**Task description**
Every line below that carries the word "system" needs to be copied.

Saved data entries

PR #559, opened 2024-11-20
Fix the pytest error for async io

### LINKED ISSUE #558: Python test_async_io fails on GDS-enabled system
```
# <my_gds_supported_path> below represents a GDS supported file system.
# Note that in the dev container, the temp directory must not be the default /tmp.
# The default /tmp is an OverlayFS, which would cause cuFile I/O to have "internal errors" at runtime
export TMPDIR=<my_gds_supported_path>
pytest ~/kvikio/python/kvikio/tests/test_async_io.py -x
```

**Written response**
### LINKED ISSUE #558: Python test_async_io fails on GDS-enabled system
# <my_gds_supported_path> below represents a GDS supported file system.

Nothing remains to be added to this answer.